Impact of neutron star spin on Poynting-Robertson drag during a type I X-ray burst

External irradiation of a neutron star (NS) accretion disc induces Poynting-Robertson (PR) drag, removing angular momentum and increasing the mass accretion rate. Recent simulations show PR drag significantly enhancing the mass accretion rate during Type I X-ray bursts, which could explain X-ray spectral features such as an increase in the persistent emission and a soft excess. However, prograde spin of the NS is expected to weaken PR drag, challenging its importance during bursts. Here, we study the effect of spin on PR drag during X-ray bursts. We run four simulations, with two assuming a non-spinning NS and two using a spin parameter of a(*) = 0.2, corresponding to a rotation frequency of 500Hz. For each scenario, we simulate the disc evolution subject to an X-ray burst and compare it to the evolution found with no burst. PR drag drains the inner disc region during a burst, moving the inner disc radius outwards by approximate to 1.6 km in the a(*) = 0 and by approximate to 2.2 km in the a(*) = 0.2 simulation.

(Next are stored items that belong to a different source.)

Issue #270, opened 2022-12-14
Support 2FA pin code and password with security keys


NgoHuy:
Hi teams,

Thank for great application, I have use yubikey and setup login requires pin and password, but after I enter the pin, it sent to pam quickly, not required password.

The pam's setup is here:
```
$ cat /etc/pam.d/system-auth
#%PAM-1.0

auth      required pam_u2f.so pinverification=1 cue
#auth      sufficient pam_fprintd.so
auth      required  pam_unix.so     try_first_pass nullok
```

I think it should handle seperate pam module instead send pam quickly as enter first pass.

notmentaloutlaw:
You can already do this just modify /etc/pam.d/swaylock just like you did with system-auth

NgoHuy:
> You can already do this just modify /etc/pam.d/swaylock just like you did with system-auth

I did it before submitting the issue, it used first module then pass to pam handle

Issue #244, opened 2022-06-08
Design: Handle complex PAM authentifications


VannTen:
Hello,

I started to play with my Yubikeys recently and would like to work on swaylock
so it can handle the UI part a bit better.

(The objective would be to fix #61 and #213)

I'm not super familiar with the codebase so I wanted to check with you before
starting to code.

As I understand, currently, swaylock handle the auth process in a separate
process, which communicates with the main one (doing rendering, event looping
etc) using pipes. (in pam.c and comm.c). The main process pass the password
string and the "auth" process respond with ok/ko (it's a simplification)

In order to support "richer" conversation with PAM, we need:

1. A way to send back a string from the "auth" process to the main one, so it
   can displays prompts from PAM.
2. Displaying that string, so probably a new surface in the rendering part.
3. Some modification the control flow in the "auth" process.

My first question, should I re-use the same pipe used to communicate the
password string to the child process to send back prompt string, or should I use
a dedicated one, something else altogether ? (Is there a particular policy on
how the password is handled, or something like that ?)

Secondly, I think the control flow should be driven by the code in pam.c,
particularly in the `handle_converstation` fonction. The initial state of
swaylock (requiring a password, prompting user to insert a token, etc) will
depend on the particular pam configuration and what msg_style pam has sent us.
That seems like a big change so would it be ok ?

I think we need two new states (for lack of a better word):
1. prompting the user for action, then confirm (ex: insert u2f keys, press
   ENTER)
2. prompting the user for action, pass control to PAM (ex: touch your u2f key).

Those two could be assimilated, to, respectively, the AUTH_SPACE_INPUT (writing
the password) and AUTH_STATE_VALIDATING ("verifying") (which is mostly what's
going on currently I think) but it's not a very clear UX.

I'm only testing with a Yubikey (using pam_u2f) so I'm only considering those
states/action right now but if you see other cases don't hesitate to mention it.

----

I would very much appreciate feedback on this very rough sketch, or things you
think I should think about, or questions if I'm not clear.

NgoHuy:
I have another case, if I used `auth required` bose yubikey and password, swaylock never asks for password, only once for yubikey pin. I tested on KDE, it's same as swaylock.

hramrach:
So basically you have multiple passwords. That generally falls into the 'control flow should be driven by pam' as in if and when a password is requested depends on pam configuration, and the hardcoded flow to send one password and wait for something to happen is not suited for all cases.

[...]

Issue #213, opened 2021-10-14
[enhancement] Forward text printed by PAM


chiraag-nataraj:
As part of my general security-conscious setup, I have enabled `libpam-u2f` so that I get prompted to touch my Yubikey after I enter my password (as a second factor). I have enabled the `cue` option just for additional feedback, which works well on the terminal (it prints "Please touch the device." by default, but that's configurable using the `cue_prompt` option). However, when I lock the screen with `swaylock`, I simply get a `Verifying` text and the `cue` prompt never shows up.

It would be nice if this (and any other text printed out by PAM during authentication) were directly forwarded to the lock screen (potentially as a configurable option for those who don't want it). Ideally, any additional input (à la `libpam-otpw`) would also be captured and forwarded like the original password.

hendursaga:
I could test any patches with my Solo key (v2) once it arrives!

Issue #61, opened 2019-03-19
Have to scan fingerprint after entering password


JustMeErazem:
Swaylock version: 1.3
OS: Arch Linux
Sway version: 1.0
Laptop: Thinkpad T540p

If I lock the screen with swaylock I have to enter the password (obviously), but after entering the correct password, it will not let me in. This is when my fingerprint reader starts showing its "scanning" light. It only lets me in when I scan my fingerprint.

The scanner doesn't start until I enter something (Not necessarily my actual password - can even press Enter) and doesn't work even if entering right password (until I scan my fingerprint).

rsansores:
I'm not sure if this is a bug. What is happening is that PAM is launched when you press "Return" key. Your PAM must be configurated to first request fingerprint so even if you write your password PAM will ignore the input and wait for the fingerprint.

In a GDM this is not an issue because there are two steps.

Step 1: request the user to login
Step 2: request password

After step 1 PAM is called. But in the end, sway-lock is not a GDM, is just a tool to lock a wayland session.

As workaround you could:

- Configure PAM to not request fingerprint for swaylock.

or

- Unlock without password. Just press enter to unlock and put your finger in the fingerprint reader.

or 

- Fork sway lock to add some functionality to make the election of fingerprint or password depending on the /etc/pam.d/swaylock pam configuration.

Elyhaka:
> Fork sway lock to add some functionality to make the election of fingerprint or password depending on the /etc/pam.d/swaylock pam configuration.

I'm facing the same behavior as the one described on the issue, and I'd like to try to implement this feature.
I imagine a flag like `--early-pam` or something like that, that would trigger the verification right away. Would this be an interesting feature to merge on swaylock once released ?

calebccff:
> > Fork sway lock to add some functionality to make the election of fingerprint or password depending on the /etc/pam.d/swaylock pam configuration.
> 
> I'm facing the same behavior as the one described in this issue, and I'd like to try to implement this feature.
> I imagine a flag like `--early-pam` or something like that, that would trigger the verification right away. Would this be an interesting feature to merge on swaylock once implemented ?

Would be sweet if you're still thinking about it, an important note is that fprintd will (and should) timeout, so I'm not sure how feasible this is.

ardevd:
Any news on this? I'm having a hard time with swaylock after adding fingerprint auth in Gnome.

calebccff:
[...]

PR #389, opened 2025-01-04
Drive interaction from authentication backend (PAM)

mgunyho:
This is related to #61, #213, #244, possibly #270.

Instead of blocking until the password is submitted, the backend process goes directly to `pam_authenticate` and displays messages and prompts to the user and reads input based on the PAM conversation. The main change is in e0775f4.

Currently the UI part is completely missing, but hopefully with this code it's easier to test various ideas. It's pretty easy to mess up the UI state, by e.g. entering incorrect fingerprints and then an incorrect password.

Some testing is also needed with more advanced scenarios like Yubikeys, I only have a fingerprint reader available.

I'm not very experienced with C and I had some trouble with casting the void pointers, I hope I didn't mess up. Please be gentle :)

The first two commits are just some additions to logging that help with debugging, let me know if I should remove them or create separate PRs.


mgunyho:
Ah and the `shadow` backend is not updated yet, that's why the build failed

mgunyho:
I have added a simple UI to show the messages from PAM, here is a quick video showing how it interacts with the typing indicator and what happens when the fingerprint validation fails.


https://github.com/user-attachments/assets/23894d40-e84f-4211-98e4-2ab175056b5b

mgunyho:
One issue with the UI currently is that if PAM is waiting for the fingerprint but you submit a password, it says "verifying" which might be misleading

comm.c
```diff
@@ -9,41 +9,87 @@
 
 static int comm[2][2] = {{-1, -1}, {-1, -1}};
 
-ssize_t read_comm_request(char **buf_ptr) {
+ssize_t write_string(int fd, const char * const *string, size_t len) {
```
mstoeckl, line 12: I don't have the time and setup to comment on the UI right now, but can advise on matters of C.

A double pointer is unnecessary when writing strings; this function and the functions which call it should use a plain `const char *string` instead.

(Using unnecessary pointers is also risky: the current `write(fd, string[offs], len - offs);` compiles fine, but actually has a bug because `string[offs]` indexes the outer pointer and not the inner one; with a `const char *string` argument, one has `write(fd, &string[offs], len - offs);` instead.)

pam.c
```diff
@@ -35,17 +33,41 @@ static int handle_conversation(int num_msg, const struct pam_message **msg,
...
+			#endif
+
+		case PAM_PROMPT_ECHO_OFF:
+			char *pw_buf = NULL;
+			ssize_t size = read_comm_prompt_response(&pw_buf);
+			if (size < 0) {
+				swaylock_log(LOG_ERROR, "Failed to read prompt response");
+				return PAM_ABORT;
+			}
+			//TODO: what to do if size == 0? in fbc5a8136187, if read_comm_prompt_response (there called read_comm_request) returned 0, it would break the while loop (i.e. auth successfully); we can't do that here
```
mstoeckl, line 55: If `size==0`, then the pipe connecting to the main `swaylock` process has disconnected because e.g. swaylock has exited (e.g. unlocked by signal, or crashed). I think the correct thing to do here would be to return `PAM_ABORT`, so that `pam_authenticate` returns `PAM_ABORT`; the current authentication attempt cannot complete.

If you furthermore want `run_pw_backend_child()` to not warn about this specific exit path, you could provide it with additional information by passing a pointer to a variable declared in `run_pw_backend_child` as  `.appdata_ptr` in `struct pam_conv conv`, and having `handle_conversation` modify the variable depending on the reason for exit.

mgunyho: Oh, you are right. I guess my thinking was that "`char *` is a string, and a string should be passed by reference instead of value". But of course it's already a reference because it's a pointer. I fixed this now in bc18cc2 (I can clean up the commit history at the end.)

I also see that `string[offs]` is wrong, but how come it works? ... Oh is it because `offs` always happens to be zero?

comm.c
mgunyho: Oh, you are right. I guess my thinking was that "`char *` is a string, and a string should be passed by reference instead of value". But of course it's already a reference because it's a pointer. I fixed this now in bc18cc2 (I can clean up the commit history at the end.)

I also see that `string[offs]` is wrong, but how come it works? ... Oh is it because `offs` always happens to be zero?

pam.c
mgunyho: Yeah, it makes sense to return `PAM_ABORT`. I think I was confused because in the [current version](https://github.com/swaywm/swaylock/blob/fbc5a8136187491e5ee3071e8a60e6593ca9b90b/pam.c#L95-L102), `size == 0` breaks the while loop and exits with `EXIT_SUCCESS`, so I thought it indicates success, but indeed the subprocess exit status doesn't necessarily say anything about success on the main process side.

mgunyho:
I've now been using this for the past month, and I have to say, it's not perfect.

It mostly works fine, but maybe once a day there is a situation where I open my laptop, and the "scan your fingerprint" message is displayed on screen, but neither scanning the fingerprint or entering the password works. This lasts for around 10 seconds after which it's possible to log in (maybe the fp reader takes a while to wake up, or something times out?), sometimes with the fingerprint but sometimes only with the password.

I suspect that somehow the PAM conversation is initiated before the laptop goes to sleep (when e.g. closing the lid), and that's when the message is displayed. Then the message is still there after opening the lid, even though the fp reader is not yet active.

I would imagine this is very confusing for a regular user - it's pretty confusing to me even though I implemented this feature and I know how it works internally! Maybe it's not worth it to merge this in its current form.

walking-octopus:
Will this PR be merged any time soon?

mgunyho:
I haven't worked on this no, apart from daily driving 60943f8 since January. 

Basically it's like I said before, the message saying "place your finger on the fingerprint reader" is sometimes shown when it's not supposed to (for example if the message is displayed before my laptop goes to sleep), which is very confusing UX. I haven't tried if it could be fixed by fiddling with how swaylock is launched by swayidle.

The burst enhances the mass accretion rate across the innermost stable circular orbit approximate to 7.9 times when the NS is not spinning and approximate to 11.2 times when it is spinning. The explanation for this seemingly contradictory result is that the disc is closer to the NS when a(*) = 0.2, and the resulting stronger irradiating flux offsets the weakening effect of spin on the PR drag. Hence, PR drag remains a viable explanation for the increased persistent emission and soft excess observed during X-ray bursts in spinning NS systems.